Once there, Adams stabbed a finger at the land beyond. “Attacking the Confederacy from the south means marching through Texas. That means a war with Mexico, and probably Spain. An unprovoked war with Mexico—and no one except southern slave-owners would accept the premises for such a war as a provocation suitable for a casus belli—runs the risk of embroiling the European powers. The last thing we need. Not even Jackson would support that, as much as he hates the Dons.”

He shifted his finger slightly to the north and jabbed it again. “The only other alternative is coming at the Confederacy from the north. That would be
diplomatically
feasible, but as a military proposition…”

He shifted his gaze back into the room, to land on Scott. “You’re the expert, Winfield. What’s your opinion?”

The general grimaced. “The logistics would be a nightmare. You’d have to move the troops down the Ohio to the juncture with the Mississippi. Then—”

“Passing by free states as you went, each and every one of which will be opposed to the expedition,” Monroe injected. “They have no quarrel with the Confederacy. Rather the opposite, since many of them are happy to be getting rid of their own freedmen—and without the Confederacy, they can’t.”

Scott’s grimace had never quite left his face, and now it returned with a vengeance. “Yes, I understand that, Mr. President. You’d have to bivouac on the south bank of the Ohio and resupply in Kentucky ports.”

The president wasn’t about to let up. “I remind you that Richard Johnson keeps getting reelected by the citizens of Kentucky, General. What’s he likely to say about that?”
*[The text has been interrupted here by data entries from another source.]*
PR #1982, opened 2016-07-25
Ability to display only Lure Pokestops (AHAAAAAAA#1954)

georgo:
## Description
Added switcher to allow display only lured Pokestops

There is one thing I'm not sure about. It's loading of pokestops in raw_data, please verify it.

## How Has This Been Tested?
Tested on Chrome and iOS 9.x (iPhone 6)

screenshot_20160725_122119

## Types of changes

## Checklist:

### DIFF
--- a/static/map.js
+++ b/static/map.js
@@ -782,7 +782,6 @@ function processPokestops(i, item) {
         item2 = map_data.pokestops[item.pokestop_id];
         if (!!item.lure_expiration != !!item2.lure_expiration || item.active_pokemon_id != item2.active_pokemon_id) {
             item2.marker.setMap(null);
-            item.marker.setMap(null);
             item.marker = setupPokestopMarker(item);
             map_data.pokestops[item.pokestop_id] = item;
         }
--- a/static/map.js
+++ b/static/map.js
@@ -134,7 +134,7 @@ var StoreOptions = {
         default: true,
         type: StoreTypes.Boolean
     },
-    showLuredPokestops: {
+    showLuredPokestopsOnly: {
         default: 0,
         type: StoreTypes.Number
     },
@@ -318,7 +318,7 @@ function initSidebar() {
     $('#gyms-switch').prop('checked', Store.get('showGyms'));
     $('#pokemon-switch').prop('checked', Store.get('showPokemon'));
     $('#pokestops-switch').prop('checked', Store.get('showPokestops'));
-    $('#lured-pokestops-switch').val(Store.get('showLuredPokestops'));
+    $('#lured-pokestops-only-switch').val(Store.get('showLuredPokestopsOnly'));
     $('#geoloc-switch').prop('checked', Store.get('geoLocate'));
     $('#scanned-switch').prop('checked', Store.get('showScanned'));
     $('#sound-switch').prop('checked', Store.get('playSound'));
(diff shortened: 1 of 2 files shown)


sp90:
Looks really great

invisiblek:
I'm not sure I'm on board with the UX here. Does disabling lured pokestops, but leaving regular pokestops show only non-lured pokestops? Should it?

Would spawning a second option upon turning on pokestops to hide non-lured pokestops make more sense?

(Just trying to drum up some conversation on this, it feels off to me)

Sp4rkR4t:
Personally I feel changing the Pokestops options to s drop down with Off, Only Lured & All as the option would be the better way to go with this.

AHAAAAAAA:
I believe a checkbox under Show Pokestops titled 'Only Lured' would work best. It should be an extension of Show Pokestops, not its own toggle, having 2 toggles is confusing.

Sp4rkR4t:
Checkbox would be fine, I just thought since there are already drop downs in the filter menu it would make sense to keep to that.

W1ndst0rm:
I think I agree with @Sp4rkR4t on this. Turning it into a drop down keeps the interface from getting overwhelmed and cluttered with toggles and checkboxes. Just my 2 cents.

georgo:
Let me change it for ya.

georgo:
Code is now ready to review. Switcher is now dropdown with 2 options, special function to display only lured pokestops is now removed.

screenshot_20160726_084914

static/map.js
```diff
@@ -748,16 +753,26 @@ function processPokestops(i, item) {
...
     }
+    if (Store.get('showLuredPokestops') && !item.lure_expiration) {
+        if (map_data.pokestops[item.pokestop_id] && map_data.pokestops[item.pokestop_id].marker) {
+            map_data.pokestops[item.pokestop_id].marker.setMap(null);
+        }
+        return true;
+    }
     if (map_data.pokestops[item.pokestop_id] == null) { // add marker to map and item to dict
         // add marker to map and item to dict
-        if (item.marker) item.marker.setMap(null);
```
invisiblek: unecessary change for this patch

static/map.js
```diff
@@ -134,6 +134,10 @@ var StoreOptions = {
         default: true,
         type: StoreTypes.Boolean
     },
+    showLuredPokestops: {
```
invisiblek: should this be showOnlyLuredPokestops ?

static/map.js
```diff
@@ -314,6 +318,7 @@ function initSidebar() {
     $('#gyms-switch').prop('checked', Store.get('showGyms'));
     $('#pokemon-switch').prop('checked', Store.get('showPokemon'));
     $('#pokestops-switch').prop('checked', Store.get('showPokestops'));
+    $('#lured-pokestops-switch').val(Store.get('showLuredPokestops'));
```
invisiblek: lured-pokestops-only-switch ?

static/map.js
```diff
@@ -748,16 +753,26 @@ function processPokestops(i, item) {
...
+            item.marker.setMap(null);
+        }
         item.marker = setupPokestopMarker(item);
         map_data.pokestops[item.pokestop_id] = item;
     }
     else {
         item2 = map_data.pokestops[item.pokestop_id];
         if (!!item.lure_expiration != !!item2.lure_expiration || item.active_pokemon_id != item2.active_pokemon_id) {
-            item.marker.setMap(null);
+            if (item.marker) {
```
invisiblek: unecessary change for this patch

georgo: Removed patch.

static/map.js
georgo: Good idea. Applied.

static/map.js
georgo: To preserve convention, I kept showLuredPokestopsOnly.

static/map.js
georgo: Patch removed.

georgo:
Rebased and applied required changes.

invisiblek:
We probably want to hide the drop down if the toggle is off, otherwise this is looking good to me.

georgo:
That shouldn't be problem. Let me do that tomorrow morning ;)

CarlTaylor1989:
+1 tested and works, make the change @invisiblek suggested and good to merge.

AHAAAAAAA:
+1 too, as soon as we get those changes!

georgo:
Display of switcher added. I tried to keep animation, hope you will like it ;)

MonkeyLeeT:
Wait wut animation? @georgo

“He’d pitch a fit,” Adams agreed. “There’s not only the matter of his personal attitudes to be considered, either. Senator from Kentucky or not, living openly with a black woman or not, don’t forget he’s also the darling of the northeast workingmen—and they’re even happier with the freedmen exclusion laws than Calhoun is. Except, not being slave-owners, they don’t care a fig about the problem of runaway slaves. Let the darkies escape to Arkansas, and good riddance—and for sure and certain, don’t expect
them
to support a war to get them back. Much less volunteer to fight in it.”

“I wasn’t
advocating
such an expedition, Mr. President, Secretary of State. Personally, I think it’d be sheer folly. But you asked my military opinion, and I’m simply trying to give it to you.”

“Of course, General.” Monroe’s courtesy was back in full force. “Neither I nor the secretary meant any of our—ah, perhaps impatient view of the matter—to be inflicted upon you.”